▽

PR #363, opened 2018-04-10
Asset Cache

atoghill:
This PR implements functionality and tests for assigning assets to nodes using an asset cache file. It currently stores the relationship in the following format:
```
node:
  node001: asset001
  node002: asset004
  ...
```
## Methods
`data`
* Loads the data and caches it internally
* Initially the file is empty so it creates the necessary structure

`save`
* Saves the data back to `YAML`

`assign_asset_to_node(asset_name, node)`
* Taking a `String` and `Namespaces::Node` as inputs respectively
* Updates the `node` key within the cache file `assets.yaml` using the `asset_name` given as it's value

`asset_for_node(node)`
* Takes `Namespaces::Node` as input
* Returns the value of the key given by `node`

### DIFF
--- a/spec/asset_cache_spec.rb
+++ b/spec/asset_cache_spec.rb
@@ -1,0 +1,53 @@
+require 'alces_utils'
+require 'cache/asset'
+
+RSpec.describe Metalware::Cache::Asset do
+  include AlcesUtils
+  
+  let :cache { Metalware::Cache::Asset.new }
+  let :content { { node: { node_name.to_sym => 'asset_test' } } }
+  let :node_name { 'test_node' } 
+  let :node { alces.nodes.find_by_name(node_name) }
+
+  AlcesUtils.mock(self, :each) do
+    mock_node(node_name) 
+  end
+  
+  describe '#data' do
+    it 'handles empty cache' do
+      expect do
+        cache.data
+      end.not_to raise_error
+    end
+
+    it 'returns populated cache' do
+      Metalware::Data.dump(Metalware::FilePath.asset_cache, content)
+      expect(cache.data).to eq(content)
+    end
+  end
+
+  describe '#save' do
+    it 'saves the cache to yaml' do
+      cache.assign_asset_to_node('asset_test', node)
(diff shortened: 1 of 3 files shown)


spec/asset_cache_spec.rb
```diff
@@ -0,0 +1,53 @@
...
+      expect do
+        cache.assign_asset_to_node('asset_test', node)
+      end.not_to raise_error
+    end 
+  end
+
+  describe '#asset_for_node' do
+    it 'returns the corresponding nodes asset' do
+      cache.assign_asset_to_node('asset_test', node)
+      cache.save
```
WilliamMcCumstie: The save is superfluous in this test. `asset_for_node` should return the asset regardless if it has been saved

src/cache/asset.rb
```diff
@@ -0,0 +1,36 @@
+# frozen_string_literal: true
+
+require 'file_path'
+require 'data'
+
+module Metalware
+  module Cache
+    class Asset
+      def data
+        @assets ||= begin
```
WilliamMcCumstie: As the is the cache for the `data` method, the instance variable should also be called data (as opposed to `asset`)

src/cache/asset.rb
```diff
@@ -0,0 +1,36 @@
...
+          Data.load(FilePath.asset_cache).tap do |a|
+            a.merge! blank_cache if a.empty?
```
WilliamMcCumstie: Try not using `merge!` if it isn't required, it can have some nasty side affects if you aren't careful. I am aware a lot of existing code is implemented in this manor, however this should also be changed at some point (ideally).

In this case, something along these lines will work:
```
raw_load = Data.load(path)
raw_load.empty? ? blank_cache : raw_load
```

atoghill:
@WilliamMcCumstie made the requested changes and there are no complaints from our favourite cop and/or Travis. With your approval I'd be happy to merge this :)

WilliamMcCumstie:
Thanks for those changes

△

**Exercise goal:**
Return each line from the entries above that includes "empty".

**Solution to this problem:**
* Initially the file is empty so it creates the necessary structure
+    it 'handles empty cache' do
+            a.merge! blank_cache if a.empty?
raw_load.empty? ? blank_cache : raw_load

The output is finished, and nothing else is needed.